With Bastille Day celebrated on 14th July, there seems no better time to share our amour of French fiction. From contemporary novels with more Gallic gusto than you can shake a baguette at, to stories that sparkle like a flute of fine Champagne, to philosophical classics that exude all the elegance of Dior couture, this collection is a testament to French literary invention through the centuries - a veritable feast of fictional va-va-voom, if you will.
Françoise Sagan’s Bonjour, Tristesse and A Certain Smile figure high among my personal French-authored favourites - powerful, edgy coming-of-age classics that are impossible to put down. Esteemed contemporary authors you may already be au fait with include the smart thought-provoker Marie Darrieussecq, and the often controversial Michel Houellebecq. Then there are great Gallic writers who deserve to be more widely known. Take Sylvie Germain, for example, a multi-award-winning author in her native France who possesses a unique ability to conjure human desires and needs in worlds that feel both fairy-tale-esque and elementally real.

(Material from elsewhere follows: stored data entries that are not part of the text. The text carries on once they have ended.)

Issue #3, opened 2018-10-20
MSBuild integration


adamralph:
Essentially, making this work: https://github.com/adamralph/min-ver#quick-start

- [x] most of the work
- [x] [add the targets file to MSBuildAllProjects](https://github.com/adamralph/min-ver/issues/3#issuecomment-433724484)
- [x] ~[suppress the target for design-time builds](https://github.com/adamralph/min-ver/issues/3#issuecomment-433724484)~ - _moved to https://github.com/adamralph/min-ver/issues/55_

thefringeninja:
Hate to say it but I think you need an msbuild task here. https://github.com/natemcmaster/Yarn.MSBuild might be an inspiration

bording:
@adamralph There are two main ways you can integrate the logic into MSBuild:

1. Ship a command-line tool of some sort that gets called from an MSBuild target via an `Exec` task. 
2. Create an MSBuild task that can be called from a target

Option 1 means you have to output all the needed values to the console and them parse them back out in your MSBuild targets, which can be messy.

Option 2 still means you could also ship a separate command-line tool if you want (for example as a .NET Core global tool), but the actual logic would be invoked directly as a task, and then you can get all the needed values back as regular properties.

Option 2 might seem like the best option, but there is a caveat here as well. Because you're using LibGit2Sharp, getting an MSBuild task working fully cross-platform is non-trivial. There are platform-specific native binaries that you have to deal with. MSBuild offers no assistance in making sure the correct one is loaded, so you have to handle all of that yourself. At the moment, that would involve some level of RID analysis to choose the correct binary. There are LibGit2Sharp changes coming "soon" that will make all of this more palatable, though.

Invoking a command-line tool instead could leverage .NET Core's ability to load the correct binary for you, so that's one reason that might be better. This is likely to be slower though, and this something needs to be invoked every time you build.

thefringeninja:
I think option 2) is the the most viable. Publish a dotnet cli tool e.g. `dotnet min-ver`. Then, using the technique described here: https://natemcmaster.com/blog/2017/07/05/msbuild-task-in-nuget/ you could get that to invoke via `dotnet build`.

Also, I don't think slowness is an issue here... normally you would invoke this as part of your CI process, not on your dev machine.

bording:
[...]

PR #13, opened 2018-10-21
add CLI

adamralph:
Connects to #3


adamralph:
Merging this now so we have a CLI to work with. The rest of the MSBuild integration work can come later.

I adore Antoine Laurain’s novels too. Fans of funny, off-the-wall fiction really should read Vintage 1954 - a surreal contemporary masterpiece in which a bottle of vintage Beaujolais triggers a time-travel experience during which Edith Piaf and Audrey Hepburn appear. Another personal favourite is In Paris With You, an enthralling, sophisticated psychological novel of young love and heartbreak - it radiates a distinctly French vibe.
Of course, France is a perennial source of literary inspiration for non-nationals too. George Orwell’s first published novel was set in Paris and London. Jean Rhys’s Good Morning Midnight stories exquisitely capture the seedy bars and hotels of 1930s Paris, while Joanne Harris’s Chocolat and its sequels have captured the hearts of millions of readers around the globe.
For feel-good Parisian charm try The Little Paris Bookshop and Paris for One and Other Stories. If gripping thrillers are more your thing, you might enjoy Lies Behind the Ruin, which sees a financially troubled British couple relocate to rural France - with near catastrophic results.
If you fancy sharing your love of French flair with the little readers in your life, A Walk in Paris is a beautiful picture book to read aloud. What’s more, it’s packed with pretty Parisian details to pore over. Antoine de Saint-Exupéry’s The Little Prince (voted the best book of the twentieth-century in France, and one of the world’s most translated books) is a moving, magical, allegorical novella about what really matters that readers of 7+ (adults included) will fall in love with. Finally, for older readers (12+ through to adults), Jennifer Donnelly’s Revolution is an emotionally-charged mystery that takes in the events of the French Revolution as the turbulent lives of two teenagers connect across centuries.